First, a reminder as to legal pay communication at work: The National Labor Relations Act (NLRA) allows employees to discuss with one another anything having to do with wages, hours and working conditions. So, for employers, the NLRA makes it illegal to either officially (via a policy) or in practice, prevent pay conversations. This legal consideration is expanding as certain cities (Philadelphia, New York City) and states (Massachusetts in 2018) have new regulations preventing employers from asking job candidates about their pay history.
Think Big Picture
Second, employers should adopt more formal pay practices to ensure market competitiveness in an effort to attract and retain top talent. What does this really mean? At least every other year, employers need to compare their pay programs to similar jobs in similar geographies – simply because employees, especially millennials will. This doesn’t mean that employers must pay what the market bears, but knowledge is power. Employers can decide on a compensation philosophy which pays at market, above market, or below market. The importance is to have a philosophy and implement it. When the time comes to negotiate a job offer with a job candidate or a counter-offer with a current employee, the employer will know the market data and be able to make an educated decision. Additionally, having valid market pay information makes it easier to communicate with employees about their compensation, why some positions command higher pay than others and will enable trust in all compensation communications going forward.

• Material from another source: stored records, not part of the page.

PR #3383, opened 2019-01-17
 refactor AuthorizationProvider interface to allow custom logic for determining super user

jerrypeng:
### Motivation

Currently the logic for determining if a role is a super user is not pluggable.  Thus, users have to specify who is a super using the the configuration of a broker which is hard coded.  

Making the logic of determining if a role is a super user pluggable while allow users more flexibility in setting super users which can be a dynamic list of users held in an external source.

### Modifications

Made the mechanism of determining super users pluggable

PR #24714, opened 2025-09-08
[fix][broker] replace thenComposeAsync with thenCompose method in AuthorizationService

oneby-wang:
### Motivation

I think we should not use any `CompletableFuture.xxxAsync()` method in Pulsar broker, unless we specify a thread pool using Netty `DefaultThreadlFactory`. I encountered `DataSketchesSummaryLogger` memory leak due to FastThreadLocal data not released after thread terminated when using mop.
https://github.com/streamnative/mop/blob/06b9763c1842915c3fd0133874088de96d821293/mqtt-broker/src/main/java/io/streamnative/pulsar/handlers/mqtt/broker/processor/MQTTBrokerProtocolMethodProcessor.java#L395-L402

`CompletableFuture.xxxAsync()` use new Thread or ForkJoinPool by default(base on CPU cores), Pulsar has many metrics loggers using FastThreadLocal, which need FastThreadLocalThread to release the memory.

### Modifications

Before: use `thenComposeAsync` method
After: use `thenCompose` method

### Verifying this change

This change is already covered by existing tests, see AuthorizationTest.

- [ ] The public API
- [ ] The schema
- [ ] The threading model
- [ ] The binary protocol
- [ ] The REST endpoints
- [ ] The admin CLI options
- [ ] The metrics

### Documentation

- [ ] `doc` 
- [ ] `doc-required` 
- [x] `doc-not-needed` 
- [ ] `doc-complete` 

PR in forked repository: https://github.com/oneby-wang/pulsar/pull/2

### DIFF
--- a/pulsar-broker-common/src/main/java/org/apache/pulsar/broker/authorization/AuthorizationService.java
+++ b/pulsar-broker-common/src/main/java/org/apache/pulsar/broker/authorization/AuthorizationService.java
@@ -219,7 +219,7 @@ public class AuthorizationService {
         if (!this.conf.isAuthorizationEnabled()) {
             return CompletableFuture.completedFuture(true);
         }
-        return provider.isSuperUser(role, authenticationData, conf).thenComposeAsync(isSuperUser -> {
+        return provider.isSuperUser(role, authenticationData, conf).thenCompose(isSuperUser -> {
             if (isSuperUser) {
                 return CompletableFuture.completedFuture(true);
             } else {
@@ -244,7 +244,7 @@ public class AuthorizationService {
         if (!this.conf.isAuthorizationEnabled()) {
             return CompletableFuture.completedFuture(true);
         }
-        return provider.isSuperUser(role, authenticationData, conf).thenComposeAsync(isSuperUser -> {
+        return provider.isSuperUser(role, authenticationData, conf).thenCompose(isSuperUser -> {
             if (isSuperUser) {
                 return CompletableFuture.completedFuture(true);
             } else {
@@ -326,7 +326,7 @@ public class AuthorizationService {
         if (!this.conf.isAuthorizationEnabled()) {
             return CompletableFuture.completedFuture(true);
         }
-        return provider.isSuperUser(role, authenticationData, conf).thenComposeAsync(isSuperUser -> {
+        return provider.isSuperUser(role, authenticationData, conf).thenCompose(isSuperUser -> {
             if (isSuperUser) {
                 return CompletableFuture.completedFuture(true);
             } else {


oneby-wang:
There are still some `thenComposeAsync` calls in the code that do not specify an executor, and I think this will pose potential performance and memory leak risks. 
I'm not sure whether to replace these `thenComposeAsync` calls with `thenCompose` or specify an executor. However, if I need to specify an executor, I also don't know which one to choose.

lhotari:
> I think we should not use any `CompletableFuture.xxxAsync()` method in Pulsar broker, unless we specify a thread pool using Netty `DefaultThreadlFactory`. I encountered `DataSketchesSummaryLogger` memory leak due to FastThreadLocal data not released after thread terminated when using mop.

@oneby-wang What memory leak are you talking about? Is it a Netty ByteBuf leak?
Have you tried setting `io.netty.allocator.cacheTrimIntervalMillis` to some value?
([Netty 4.1.x source code](https://github.com/netty/netty/blob/b7d832d4599acd8f9aff3609f7d17af232395715/buffer/src/main/java/io/netty/buffer/PooledByteBufAllocator.java#L145-L146))

Threads in an executor will use the per-thread cache and release the cached memory after the JVM runs the finalizer ([ref 1](https://github.com/netty/netty/blob/b7d832d4599acd8f9aff3609f7d17af232395715/buffer/src/main/java/io/netty/buffer/PooledByteBufAllocator.java#L536-L538), [ref 2](https://github.com/netty/netty/blob/b7d832d4599acd8f9aff3609f7d17af232395715/buffer/src/main/java/io/netty/buffer/PoolThreadCache.java#L103), [ref 3](https://github.com/netty/netty/blob/b7d832d4599acd8f9aff3609f7d17af232395715/buffer/src/main/java/io/netty/buffer/PoolThreadCache.java#L486-L498)).

Are you talking about the PooledByteBufAllocator per-thread cache that is the "leaked memory"?

lhotari:
Similar changes in #24383. I don't think that we should blindly change from thenComposeAsync to thenCompose since some implementations might be blocking the callback completion thread. This change might break some implementations.

pulsar-broker-common/src/main/java/org/apache/pulsar/broker/authorization/AuthorizationService.java
```diff
@@ -219,7 +219,7 @@ public CompletableFuture<Boolean> canProduceAsync(TopicName topicName, String ro
         if (!this.conf.isAuthorizationEnabled()) {
             return CompletableFuture.completedFuture(true);
         }
-        return provider.isSuperUser(role, authenticationData, conf).thenComposeAsync(isSuperUser -> {
+        return provider.isSuperUser(role, authenticationData, conf).thenCompose(isSuperUser -> {
```
lhotari, line 222: This is a breaking change to the interface. That's why we should change from `thenComposeAsync` to `thenComple`. Switching to `thenComposeAsync` with an executor is a possible acceptable solution so that we don't break the interface.

oneby-wang:
Hi, I'm talking about FastThreadLocal memory leak, `FastThreadLocal'remove()` method is called by `FastThreadLocalThread ` when thread is completed.
https://github.com/apache/pulsar/blob/56399ee448d7c3f3ba132206bb9425b8371f3301/pulsar-broker/src/main/java/org/apache/pulsar/broker/stats/prometheus/metrics/DataSketchesSummaryLogger.java#L117-L120

If `DataSketchesSummaryLogger.ThreadLocalAccessor` is accessed by normal thread(not netty thread), map element will not be removed when thread is completed.
https://github.com/netty/netty/blob/255ad95343adcbc41b90dd3316560b6bd3af134c/common/src/main/java/io/netty/util/concurrent/FastThreadLocal.java#L302-L307

I encountered this problem in our production cluster using mop. After I replace `canConsumeAsync` method with `allowTopicOperationAsync` method in mop, the memory leak problem is solved.

And I haven't tried `io.netty.allocator.cacheTrimIntervalMillis`, I'll check the purpose of this parameter later.

oneby-wang:
> Similar changes in #24383. I don't think that we should blindly change from thenComposeAsync to thenCompose since some implementations might be blocking the callback completion thread. This change might break some implementations.

I see, I think at least we should specify an executor(created by netty DefaultThreadFactory) for thenComposeAsync method.

pulsar-broker-common/src/main/java/org/apache/pulsar/broker/authorization/AuthorizationService.java
oneby-wang: I think in AuthorizationService, we can do this change, because all operations after thenComposeAsync are asynchronous (async) operations. I'm not sure if my understanding is correct.
https://github.com/apache/pulsar/blob/56399ee448d7c3f3ba132206bb9425b8371f3301/pulsar-broker-common/src/main/java/org/apache/pulsar/broker/authorization/AuthorizationService.java#L241-L254
and
https://github.com/apache/pulsar/blob/56399ee448d7c3f3ba132206bb9425b8371f3301/pulsar-broker-common/src/main/java/org/apache/pulsar/broker/authorization/AuthorizationService.java#L216-L229
and 
https://github.com/apache/pulsar/blob/56399ee448d7c3f3ba132206bb9425b8371f3301/pulsar-broker-common/src/main/java/org/apache/pulsar/broker/authorization/AuthorizationService.java#L324-L336

lhotari: There might be custom implementations that behave in a different way.

oneby-wang: I would assume that the implementer of the interface should implement the async semantics, rather than using the thenComposeAsync method to ensure that custom methods without async implementation can run asynchronously.
https://github.com/apache/pulsar/blob/c7dff63e8d38bfdc7ac881b5fec8c1b486346e6e/pulsar-broker-common/src/main/java/org/apache/pulsar/broker/authorization/AuthorizationProvider.java#L112-L113

My opinion: it is the duty of implementer to implement the async semantics to make caller simpler, rather than leaving it to the caller to handle. At least currently, both implementations(PulsarAuthorizationProvider and MultiRolesTokenAuthorizationProvider) in Pulsar are non-blocking, the async operation is hold by MetaCache executor.
https://github.com/apache/pulsar/blob/c7dff63e8d38bfdc7ac881b5fec8c1b486346e6e/pulsar-broker-common/src/main/java/org/apache/pulsar/broker/resources/NamespaceResources.java#L136-L138

If we need to consider such an assumption, then some places in the project may need to be replaced with thenComposeAsync method.

BewareMyPower:
> If DataSketchesSummaryLogger.ThreadLocalAccessor is accessed by normal thread(not netty thread), map element will not be removed when thread is completed.

I've suffered the same memory leak before. The key point is that we relies too much on the so-called "fast" thread local class from Netty but the thread local object is used in non-Netty threads (not `FastThreadLocalThread`) in many places. Especially when things go to the unique `onRemoval` method from `FastThreadLocal`, there is an **implicit** requirement that this thread local object must be used in `FastThreadLocalThread`. It's very unfriendly to users.

I think to resolve this issue thoroughly, we should not rely on the `onRemoval` mechanism for Netty threads specially. Instead, we should call `map.remove` explicitly when detected the key is ready to remove.

@lhotari We'd better migrate the internal fix that from the private KSN project to Apache Pulsar.

pulsar-broker-common/src/main/java/org/apache/pulsar/broker/authorization/AuthorizationService.java
BewareMyPower: > I would assume that the implementer of the interface should implement the async semantics,

It never makes sense to assume the implementation from 3rd party libraries has a certain behavior. There could be a chance that the downstream application has implemented a blocking method and it works well.

Now you changed the way of upstream side for how to call this API and you have to clarify that their implementation is now illegal though it has been working for long time.

That's what is called "breaking change".

oneby-wang: I got your point, but I see many direct calls to AuthorizationProvider in AuthorizationService, without wrapping a thenXxxAsync method. How do we guarantee non-blocking behaviour of these calls in that case?

Or we are just talking about "don't break change in existing non-blocking behaviours"?

BewareMyPower: Yes I'm talking about not breaking existing behavior.

> I see many direct calls to AuthorizationProvider in AuthorizationService

That makes sense. I think we should revisit the existing code usages for `xxxAsync`. But it should be a separated topic rather than a bug fix.

oneby-wang: > Yes I'm talking about not breaking existing behavior.

I see, you may close this pull request once you have made a decision.

oneby-wang:
> We'd better migrate the internal fix that from the private KSN project to Apache Pulsar.

May kick me when you are in progess? I'm interested in this memory leak problem.

nodece (changes requested):
This path correctly uses `thenCompose` instead of `thenComposeAsync`, which avoids unnecessary thread switching.

However, we still need to handle synchronized calls in Pulsar(This is the primary task). For example, `org.apache.pulsar.broker.authorization.AuthorizationService#canLookup`, which should be deprecated. We cannot use synchronous calls inside an async callback thread, as this will cause thread blocking. In the past, we often overlooked such issues.

oneby-wang:
> This path correctly uses `thenCompose` instead of `thenComposeAsync`, which avoids unnecessary thread switching.
> 
> However, we still need to handle synchronized calls in Pulsar(This is the primary task). For example, `org.apache.pulsar.broker.authorization.AuthorizationService#canLookup`, which should be deprecated

Is it ok if I replace canLookup with canLookupAsync? I searched canLookup, canConsume, canProduce, only find this call usage.
https://github.com/apache/pulsar/blob/90b2aac0fa61f90b3ddf3095da1652decf18602a/pulsar-websocket/src/main/java/org/apache/pulsar/websocket/admin/WebSocketWebResource.java#L152-L157

Or, like comments above, we should open a separated topic to discuss xxxAsync calls? Avoiding "breaking change".

oneby-wang:
Seems there are so many codes that convert async to sync operations using `get(int, TimeUnit)` in pulsar-websocket module.

nodece:
> Is it ok if I replace canLookup with canLookupAsync?

Yes, you can make this replacement. After that, you can try removing the `thenComposeAsync`, but you still need to handle the fact that `canLookup`, `canConsume`, and `canProduce` are synchronized methods, since they are public.

oneby-wang:
> but you still need to handle the fact that `canLookup`, `canConsume`, and `canProduce` are synchronized methods, since they are public.

Confused about handling synchronized methods `canLookup`, `canConsume`, and `canProduce`. Only one place uses `canLookup`, `canConsume`, and `canProduce` are not used in Pulsar(except in unit tests). How do I handle these three synchronized methods since I don't know where and how they will be called.

nodece:
> > but you still need to handle the fact that `canLookup`, `canConsume`, and `canProduce` are synchronized methods, since they are public.
> 
> Confused about handling synchronized methods `canLookup`, `canConsume`, and `canProduce`. Only one place uses `canLookup`, `canConsume`, and `canProduce` are not used in Pulsar(except in unit tests). How do I handle these three synchronized methods since I don't know where and how they will be called.

You can add the `@deprecated` to these methods, and improve the `get(int, TimeUnit)` in the synchronized method.

lhotari (commented):
Thanks for digging into this, @oneby-wang, and sorry for the very long silence. Your analysis was mostly right, and my one-line objection was vaguer than it deserved, so let me give you a proper answer.

**Where my objection was too vague.** I said "there might be custom implementations that behave in a different way." That is true in the abstract, but it overstates the protection `thenComposeAsync` actually provides here. In all three of these methods `provider.isSuperUser(role, authenticationData, conf)` is invoked *directly on the caller's thread* — there is no hop before it. `thenComposeAsync` only defers the *second* provider call. A provider that blocks is therefore already blocking a broker thread today, in these exact methods. The same shape a few methods further down (`allowFunctionOpsAsync`, `allowSourceOpsAsync`, `allowSinkOpsAsync`) already uses plain `thenCompose`, and `allowTopicOperationAsync`, `allowNamespaceOperationAsync` and most of the rest of the class call the provider with no hop at all. There is no class-wide "always hop before calling the provider" contract to break — these three `canXxxAsync` methods are the anomaly, and the `thenComposeAsync` in them arrived incidentally in #3383 (Jan 2019) when the super-user short-circuit was added. Before that commit, `provider.canProduceAsync(...)` was called directly on the caller's thread, which is exactly what your patch restores.

**Where you were clearly right.** Every in-tree `isSuperUser` returns an already-completed future: the default implementation in `AuthorizationProvider` and the only production override, in `MultiRolesTokenAuthorizationProvider`, return `CompletableFuture.completedFuture(...)` on every branch. `thenComposeAsync` on an already-completed future *always* dispatches to `ForkJoinPool.commonPool()`, whose `ForkJoinWorkerThread`s are not `FastThreadLocalThread`s. So today this really is an unconditional, unnecessary hop onto exactly the kind of thread that caused your leak. Your diagnosis holds up.

**Why I still don't want to merge it.** Two things have moved since September:

1. *The leak is fixed on master.* @BewareMyPower's #24719 landed the day after this discussion. `ThreadLocalAccessor` now keeps a weak reference to the owner thread and prunes entries whose owner is dead or garbage-collected, instead of depending on `FastThreadLocal#onRemoval`; `ThreadLocalAccessorTest` covers the plain-`Thread` case explicitly. The motivation in the PR description no longer applies to Pulsar itself.

2. *The in-tree benefit is zero.* `canProduceAsync` and `canConsumeAsync` have no production callers in this repository at all, and `canLookupAsync` is reached from exactly one place — `WebSocketWebResource#isAuthorized`, through the blocking `canLookup` wrapper. The broker's hot authorization path goes through `allowTopicOperationAsync`, which this PR does not touch.

So both the remaining benefit and the residual compatibility risk land entirely on out-of-tree code: protocol handlers such as MoP that call these methods, and custom `AuthorizationProvider` implementations. Neither is something our CI can observe, and nothing in the test suite pins the threading either way. Changing six-year-old published behaviour on a public API for a benefit no in-tree caller can see is not a trade I want to make, so I am going to close this without merging. That is a cost/benefit judgement, not a verdict on your analysis.

**What would be worth doing**, if you are still interested: the point @nodece raised is the real problem. `canProduce`, `canConsume` and `canLookup` are public, synchronous, and block on `get(timeout)`. Deprecating those three and converting the single real caller — `WebSocketWebResource#isAuthorized` — to the async path is a self-contained change with a benefit that is visible in-tree, and you have already established that it is the only call site. I would be glad to review that. The wider `get(int, TimeUnit)` usage you noticed across `pulsar-websocket` is worth its own issue.

Thanks again for the careful work, and for your patience with the delay.

lhotari:
Belated answer to this: the fix landed the following day as #24719. `ThreadLocalAccessor` now holds a weak reference to the owner thread and prunes entries whose owner has died or been garbage-collected, rather than depending on `FastThreadLocal#onRemoval`, so cleanup no longer requires the recording thread to be a `FastThreadLocalThread`. `ThreadLocalAccessorTest` covers the plain-`Thread` case. Sorry you did not get a ping at the time.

Third, organizations should create career paths which enable employees to grow both in role and in pay. This is critical in both attracting and retaining employees, especially millennials! If an employer cannot pay at market but can offer career development, it can be the difference in hiring or retaining top talent.
More and more pay information and decisions are becoming transparent in the workplace. There are many reasons, but near the top of the list, millennials demand it. More importantly, employers are competing for good talent and finding it harder to retain top talent as unemployment rates continue to drop. A sound pay communications strategy, inclusive of being market competitive, career-oriented, talent retentive, and regulatory compliant, will enable employers to compete in the “war for talent” – especially for millennials.